Convention centre choices—with consequences

CBC Radio’s Mainstreet host, Stephanie Domet, had an interesting conversation last week with federal Liberal MP Scott Brison and former provincial PC leadership candidate Bill Black.

The topic: taming Nova Scotia’s debt woes.


While Black in particular had many thoughtful things to say, I was intrigued by his answer to one question. Does it really make sense for a debt-saddled province to commit $163.5 million over 25 years to construct a new convention centre?

Black had clearly examined the numbers behind convention centre proponents’ better-than-sliced-bread claims and pronounced them “inflated.” Despite that, he concluded we would probably look back in 20 years and say building the centre was money well spent.

That’s curious. Forget what the research says because we know it lies, but don’t worry. It’ll work out. Be happy.

But could not that $163.5 million be invested as well—if not better—in improving support for the 4,000, often under-achieving black students in our school system?

More education. Higher skills. Better paying jobs. More provincial taxes…

Education Minister Marilyn More last week “agreed” or “strongly agreed” with all 68 recommendations in a 2009 report on helping African Nova Scotia students. But she didn’t put a penny toward that goal.

Instead the government anted up $163.5 million for a convention centre, most of whose ongoing jobs will likely be part-time and low-paying.

Investing in a convention centre is a choice—with consequences.

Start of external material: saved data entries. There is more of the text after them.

PR #974, opened 2017-08-20
Support async jobs returning ValueTask<T>

pieceofsummer:
C# 7 adds support for [generalized async return types](https://docs.microsoft.com/en-us/dotnet/csharp/whats-new/csharp-7#generalized-async-return-types), i.e. async method may not only return `Task` subclass but also an arbitrary object with `GetAwaiter()` method, e.g. `ValueTask<T>`.

### DIFF
--- a/src/Hangfire.Core/Server/CoreBackgroundJobPerformer.cs
+++ b/src/Hangfire.Core/Server/CoreBackgroundJobPerformer.cs
@@ -111,11 +111,16 @@ namespace Hangfire.Server
 
                 if (result != null && !methodInfo.ReturnType.GetTypeInfo().IsPrimitive)
                 {
+                    // Starting with C# 7, async methods can return any type that has an accessible GetAwaiter method. 
+                    // The object returned by the GetAwaiter method must implement the ICriticalNotifyCompletion interface.
+                    // Ref: https://docs.microsoft.com/en-us/dotnet/csharp/programming-guide/concepts/async/async-return-types
+
                     var getAwaiterMethod = methodInfo.ReturnType.GetRuntimeMethod("GetAwaiter", EmptyTypes);
-                    if (getAwaiterMethod != null)
+                    if (getAwaiterMethod != null && !getAwaiterMethod.IsStatic && getAwaiterMethod.IsPublic && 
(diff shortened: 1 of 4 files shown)


odinserj:
@pieceofsummer, the implementation based on `GetAwaiter` / `GetResult` methods is much better than the current one! However, we shouldn't invoke the `GetAwaiter` method before ensured its result type implements the `INotifyCompletion` interface.

pieceofsummer:
@odinserj I've added a more accurate validation of `GetAwaiter()`. 

I'm a bit confused about `ICriticalNotifyCompletion` though because [some sources](https://blogs.msdn.microsoft.com/pfxteam/2011/01/13/await-anything/) say it is optional, while [the others](https://docs.microsoft.com/en-us/dotnet/csharp/programming-guide/concepts/async/async-return-types) say it is mandatory. The latter article is more recent, so I'd better comply with it.

odinserj:
Indeed, interesting question. All of these interfaces were added in .NET Framework 4.5, and I [don't see](https://source.dot.net/#System.Private.CoreLib/shared/System/Runtime/CompilerServices/INotifyCompletion.cs,0670f9b4b67cecd6,references) any direct `INotifyCompletion` interface implementations in .NET Core, but unfortunately can't check this on [reference source](https://referencesource.microsoft.com/#mscorlib/system/runtime/compilerservices/TaskAwaiter.cs,be57b6bc41e5c7e4) to learn about .NET Framework (it isn't browsable there). 

I think we should either ensure that `INotifyCompletion` interface is not enough to an awaiter object awaitable, or do use it, because it's more general.

Another point – we shouldn't invoke the `GetAwaiter` method if there's no `GetResult` method. I.e. don't do anything, if a method doesn't satisfy all the requirements to be awaitable.

pieceofsummer:
Enforced a full set of checks on `GetAwaiter` return type:
- Implements `INotifyCompletion` interface
- Has a boolean `IsCompleted` instance property with a public getter
- Has a public parameterless `GetResult` instance method

odinserj:
... and this definitely great PR has finally merged 😃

Unsurprisingly, many who want governments to sink public money into a convention centre also advocate spending and tax cuts designed to limit even more public opportunities to invest in better-educated, more-qualified citizens.

Take the Chamber of Commerce. After last week’s convention announcement, President Valerie Payn gushed “she could feel the positive vibes already” from the decision to pour public money into a convention bunker we won’t own.

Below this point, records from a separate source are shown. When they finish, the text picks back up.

PR #976, opened 2017-08-21
Cancel the CancellationToken when the job is deleted from dashboard

pieceofsummer:
So running async tasks can gracefully abort


plaisted:
I've often started by job methods with something like:
```csharp
var source = new CancellationTokenSource();
Task.Run(() => JobCancellationHelper(source, jobCancellationToken, 5000)); //jobCancellationToken is hangfires IJobCancellationToken  
```
and then pass the new `CancellationToken` from the `CancellationTokenSource` instead of using the Hangfires `IJobCancellationToken`.  The `JobCancellationHelper` is a simple method like:

```csharp
public async Task JobCancellationHelper(CancellationTokenSource source, IJobCancellationToken cancellationToken, int delayMs)
{
    while (!source.Token.IsCancellationRequested)
    {
        try
        {
            //requires DB round trip
            cancellationToken.ThrowIfCancellationRequested();
        }catch (OperationCanceledException e)
        {
            source.Cancel();
            return;
        }
        await Task.Delay(delayMs, source.Token).ContinueWith(t=> { });//swallow exception
    }
}
```

Having Hangfire handle that for me would be nice. Haven't looked at your suggested changes but just posting this here in case others have this issue and want a workaround.

pieceofsummer:
@plaisted I believe there's a serious issue with your snippet because multiple threads are using the same `IStorageConnection`, which could lead to race conditions and internal state corruption. 

I also don't see how the task terminates when the job finishes normally. Do you need to manually call `source.Cancel()` when the job finishes?

plaisted:
@pieceofsummer 
Thanks for the comments.  Regarding calling `source.Cancel()` I've edited the code snippet I put there to reflect cancelling and disposing of the CTS.

As far as the shared `IStorageConnection` I'll look into the code for the `Worker` a little more.  My assumption was that if it is safe to call in the main method it should be safe to call in a spawned task as long as you don't access it in both. I think the `JobContext` and `IJobCancellationToken` share a single `IStorageConnection` so there may be conflicts there if using both. Can you elaborate on the issue a little more? Looking at SqlServer it appears to create a new Sql Connection for each command so not sure there would be an issue there.

pieceofsummer:
@plaisted sure, it may only affect the situation when you use it from the job code too, e.g. logging to Hangfire.Console etc. 

SQL Server storage really creates a new `SqlConnection` every time, but there's no guarantee other storage providers will do the same.

Also, have to point out that `IJobCancellationToken.ThrowIfCancellationRequested()` may throw exception other than `OperationCanceledException` (for example, if some database error occurred), so you probably need to handle those too.

rossknudsen:
How about rewriting @plaisted's solution with a class implementing `IDisposable`?  But it would be nicer if Hangfire could replace `IJobCancellationToken` with a `CancellationToken`.  Any comments on the following would be appreciated though.

```
public class JobCancellationTokenWrapper : IDisposable
{
    private readonly CancellationTokenSource _cancellationSource = new CancellationTokenSource();

    public JobCancellationTokenWrapper(IJobCancellationToken jobCancellationToken, int delayMs = 5000)
    {
        Task.Run(async () =>
        {
            while (!_cancellationSource.Token.IsCancellationRequested)
            {
                try
                {
                    jobCancellationToken.ThrowIfCancellationRequested();
                }
                catch (OperationCanceledException e)
                {
                    _cancellationSource.Cancel();
                    return;
                }

                await Task.Delay(delayMs, _cancellationSource.Token).ContinueWith(t => { }); //swallow exception
            }
        });
    }

    public CancellationToken Token => _cancellationSource.Token;

    public void Dispose()
    {
        _cancellationSource.Cancel();
        _cancellationSource.Dispose();
    }
}
```
Usage:
```
public async Task Execute(int snapshotId, IJobCancellationToken cancellationToken)
{
    using (var wrapper = new JobCancellationTokenWrapper(cancellationToken, 5000))
    {
        // TODO implement work here.
        // pass from wrapper.Token to methods that accept CancellationTokens
    }
}
```

odinserj:
@pieceofsummer thanks for this awesome pull request :heart: Finally merging!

Three months earlier she was bleating the provincial budget didn’t reduce the small business tax rate as much as the Chamber wanted and increased the hated HST by two per cent. “Our members have told us they wanted the province to look for spending cuts,” she said.

Oh yes, and a convention centre.

Beware those who conflate private with public interest.




  1. Who paid you to write additional chapters to the book, “Halifax Warden of the North” by Thomas Raddall?

    Why didn’t you write a history over your own name?


    • Nimbus hired me to write the additional chapters in order to bring the Raddall manuscript—which ended in the mid-1960s—up to the present day. I’m not an historian and wouldn’t presume to write a complete history of Halifax on my own. But I was honoured to be asked to add these chapters—covering a period I’ve lived through and reported on rather than studied in an historical sense—to what I think is one of the best and best-known histories of Halifax.